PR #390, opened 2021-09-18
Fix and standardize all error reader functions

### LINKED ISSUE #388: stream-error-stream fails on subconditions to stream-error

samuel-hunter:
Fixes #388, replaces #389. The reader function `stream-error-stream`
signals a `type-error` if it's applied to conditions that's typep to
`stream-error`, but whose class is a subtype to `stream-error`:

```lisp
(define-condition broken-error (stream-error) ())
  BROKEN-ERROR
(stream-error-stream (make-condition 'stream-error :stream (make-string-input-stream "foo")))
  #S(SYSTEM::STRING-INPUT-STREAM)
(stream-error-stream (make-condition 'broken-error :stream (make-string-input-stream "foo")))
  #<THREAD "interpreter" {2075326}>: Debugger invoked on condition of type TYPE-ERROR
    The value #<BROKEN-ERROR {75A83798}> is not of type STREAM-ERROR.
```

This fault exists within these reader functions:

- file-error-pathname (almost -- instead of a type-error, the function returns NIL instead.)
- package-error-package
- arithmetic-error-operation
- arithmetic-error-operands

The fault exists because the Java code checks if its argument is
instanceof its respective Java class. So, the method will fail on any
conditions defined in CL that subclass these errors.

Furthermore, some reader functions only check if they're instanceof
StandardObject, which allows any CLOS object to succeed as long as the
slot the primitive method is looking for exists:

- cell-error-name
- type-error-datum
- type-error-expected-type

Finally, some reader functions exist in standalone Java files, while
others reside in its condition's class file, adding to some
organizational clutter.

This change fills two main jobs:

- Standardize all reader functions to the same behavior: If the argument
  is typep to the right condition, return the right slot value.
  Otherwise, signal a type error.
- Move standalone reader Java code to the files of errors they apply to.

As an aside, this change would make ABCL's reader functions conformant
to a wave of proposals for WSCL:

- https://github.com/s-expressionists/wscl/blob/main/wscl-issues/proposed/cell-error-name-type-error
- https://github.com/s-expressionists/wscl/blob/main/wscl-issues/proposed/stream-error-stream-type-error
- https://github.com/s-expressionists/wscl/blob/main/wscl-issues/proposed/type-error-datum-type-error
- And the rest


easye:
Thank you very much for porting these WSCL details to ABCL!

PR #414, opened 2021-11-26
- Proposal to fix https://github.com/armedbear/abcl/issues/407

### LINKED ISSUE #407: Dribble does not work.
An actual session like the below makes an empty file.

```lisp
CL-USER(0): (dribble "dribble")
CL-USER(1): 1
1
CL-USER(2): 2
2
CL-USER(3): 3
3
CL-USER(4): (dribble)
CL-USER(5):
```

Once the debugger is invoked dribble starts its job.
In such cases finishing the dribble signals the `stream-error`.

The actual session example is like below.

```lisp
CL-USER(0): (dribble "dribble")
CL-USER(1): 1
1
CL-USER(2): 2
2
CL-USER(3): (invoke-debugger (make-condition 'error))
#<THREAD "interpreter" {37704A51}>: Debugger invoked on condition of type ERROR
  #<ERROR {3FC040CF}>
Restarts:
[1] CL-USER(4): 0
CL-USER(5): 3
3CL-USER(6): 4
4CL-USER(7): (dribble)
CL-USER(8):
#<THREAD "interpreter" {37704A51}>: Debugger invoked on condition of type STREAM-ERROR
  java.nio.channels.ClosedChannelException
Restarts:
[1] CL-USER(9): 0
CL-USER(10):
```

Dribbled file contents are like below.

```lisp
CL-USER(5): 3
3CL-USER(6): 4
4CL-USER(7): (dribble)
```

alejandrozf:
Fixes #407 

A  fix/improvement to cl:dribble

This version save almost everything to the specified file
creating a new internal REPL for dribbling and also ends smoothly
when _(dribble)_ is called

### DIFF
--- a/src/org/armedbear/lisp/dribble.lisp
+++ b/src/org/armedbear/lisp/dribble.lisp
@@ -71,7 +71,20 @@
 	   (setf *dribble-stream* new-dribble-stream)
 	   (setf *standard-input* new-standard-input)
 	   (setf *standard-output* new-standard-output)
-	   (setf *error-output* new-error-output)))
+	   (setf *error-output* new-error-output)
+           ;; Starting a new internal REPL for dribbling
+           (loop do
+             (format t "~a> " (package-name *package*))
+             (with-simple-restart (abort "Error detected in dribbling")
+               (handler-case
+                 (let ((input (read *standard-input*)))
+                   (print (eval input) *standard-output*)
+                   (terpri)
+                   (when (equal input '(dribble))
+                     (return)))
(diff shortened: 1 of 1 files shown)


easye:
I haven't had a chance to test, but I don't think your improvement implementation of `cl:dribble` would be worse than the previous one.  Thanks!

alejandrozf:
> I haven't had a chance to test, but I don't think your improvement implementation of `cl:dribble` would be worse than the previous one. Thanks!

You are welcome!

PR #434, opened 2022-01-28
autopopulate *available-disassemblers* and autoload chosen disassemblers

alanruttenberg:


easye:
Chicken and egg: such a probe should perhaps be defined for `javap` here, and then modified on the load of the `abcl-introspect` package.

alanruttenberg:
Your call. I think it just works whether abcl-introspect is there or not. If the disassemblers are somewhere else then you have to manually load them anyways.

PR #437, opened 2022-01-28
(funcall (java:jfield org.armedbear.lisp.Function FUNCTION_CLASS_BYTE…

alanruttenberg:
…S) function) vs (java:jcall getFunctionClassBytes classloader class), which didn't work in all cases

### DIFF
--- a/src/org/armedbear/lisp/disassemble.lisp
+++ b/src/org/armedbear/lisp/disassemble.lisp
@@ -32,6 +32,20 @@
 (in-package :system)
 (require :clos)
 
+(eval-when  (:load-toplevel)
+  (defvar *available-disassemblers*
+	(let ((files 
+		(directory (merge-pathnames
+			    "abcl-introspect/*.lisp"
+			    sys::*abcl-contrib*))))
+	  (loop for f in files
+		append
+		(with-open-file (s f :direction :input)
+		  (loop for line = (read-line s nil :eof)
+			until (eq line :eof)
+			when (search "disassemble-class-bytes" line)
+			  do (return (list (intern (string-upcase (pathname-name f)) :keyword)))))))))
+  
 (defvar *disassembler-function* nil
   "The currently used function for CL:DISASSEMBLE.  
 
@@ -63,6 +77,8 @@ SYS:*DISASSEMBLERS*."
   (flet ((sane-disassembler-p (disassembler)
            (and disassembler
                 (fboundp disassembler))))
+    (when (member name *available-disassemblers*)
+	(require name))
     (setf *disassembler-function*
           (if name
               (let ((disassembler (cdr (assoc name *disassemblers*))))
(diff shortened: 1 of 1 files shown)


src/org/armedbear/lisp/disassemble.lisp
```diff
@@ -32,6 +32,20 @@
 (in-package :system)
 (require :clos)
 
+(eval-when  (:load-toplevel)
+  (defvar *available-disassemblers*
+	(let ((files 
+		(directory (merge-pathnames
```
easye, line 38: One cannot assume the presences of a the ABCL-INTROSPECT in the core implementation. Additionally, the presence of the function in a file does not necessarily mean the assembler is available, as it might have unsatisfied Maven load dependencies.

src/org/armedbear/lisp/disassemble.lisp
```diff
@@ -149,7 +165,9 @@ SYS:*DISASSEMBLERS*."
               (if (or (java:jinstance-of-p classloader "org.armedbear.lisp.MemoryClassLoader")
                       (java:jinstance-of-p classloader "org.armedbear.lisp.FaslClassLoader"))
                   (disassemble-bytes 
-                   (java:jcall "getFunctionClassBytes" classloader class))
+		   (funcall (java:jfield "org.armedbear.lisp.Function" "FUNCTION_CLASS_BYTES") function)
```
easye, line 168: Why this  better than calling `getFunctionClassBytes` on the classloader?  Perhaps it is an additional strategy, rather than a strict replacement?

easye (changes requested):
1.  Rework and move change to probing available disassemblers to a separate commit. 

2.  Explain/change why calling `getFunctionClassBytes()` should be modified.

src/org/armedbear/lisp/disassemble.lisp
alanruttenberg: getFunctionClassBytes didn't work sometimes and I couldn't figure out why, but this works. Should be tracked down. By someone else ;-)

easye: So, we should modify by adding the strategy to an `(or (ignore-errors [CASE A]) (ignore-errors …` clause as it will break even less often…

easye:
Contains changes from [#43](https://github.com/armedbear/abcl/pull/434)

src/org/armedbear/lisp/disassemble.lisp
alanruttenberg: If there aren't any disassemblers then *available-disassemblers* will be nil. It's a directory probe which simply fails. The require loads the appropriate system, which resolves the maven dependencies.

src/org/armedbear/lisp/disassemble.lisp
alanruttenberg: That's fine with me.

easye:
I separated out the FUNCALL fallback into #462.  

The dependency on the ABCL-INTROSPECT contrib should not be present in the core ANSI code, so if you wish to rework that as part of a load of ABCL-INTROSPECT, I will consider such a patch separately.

--------------------

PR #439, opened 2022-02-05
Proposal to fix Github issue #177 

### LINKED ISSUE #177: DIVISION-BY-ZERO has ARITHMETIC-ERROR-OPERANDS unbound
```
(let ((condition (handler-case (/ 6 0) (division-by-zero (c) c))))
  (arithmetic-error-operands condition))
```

--------------------

TASK INSTRUCTIONS: Within the material above, the line with "PR #390, opened 2021-09-18" opens the range and the line with "The fault exists" closes it; reproduce that range word for word.

RESPONSE AREA:
PR #390, opened 2021-09-18
Fix and standardize all error reader functions

### LINKED ISSUE #388: stream-error-stream fails on subconditions to stream-error

samuel-hunter:
Fixes #388, replaces #389. The reader function `stream-error-stream`
signals a `type-error` if it's applied to conditions that's typep to
`stream-error`, but whose class is a subtype to `stream-error`:

```lisp
(define-condition broken-error (stream-error) ())
  BROKEN-ERROR
(stream-error-stream (make-condition 'stream-error :stream (make-string-input-stream "foo")))
  #S(SYSTEM::STRING-INPUT-STREAM)
(stream-error-stream (make-condition 'broken-error :stream (make-string-input-stream "foo")))
  #<THREAD "interpreter" {2075326}>: Debugger invoked on condition of type TYPE-ERROR
    The value #<BROKEN-ERROR {75A83798}> is not of type STREAM-ERROR.
```

This fault exists within these reader functions:

- file-error-pathname (almost -- instead of a type-error, the function returns NIL instead.)
- package-error-package
- arithmetic-error-operation
- arithmetic-error-operands

The fault exists because the Java code checks if its argument is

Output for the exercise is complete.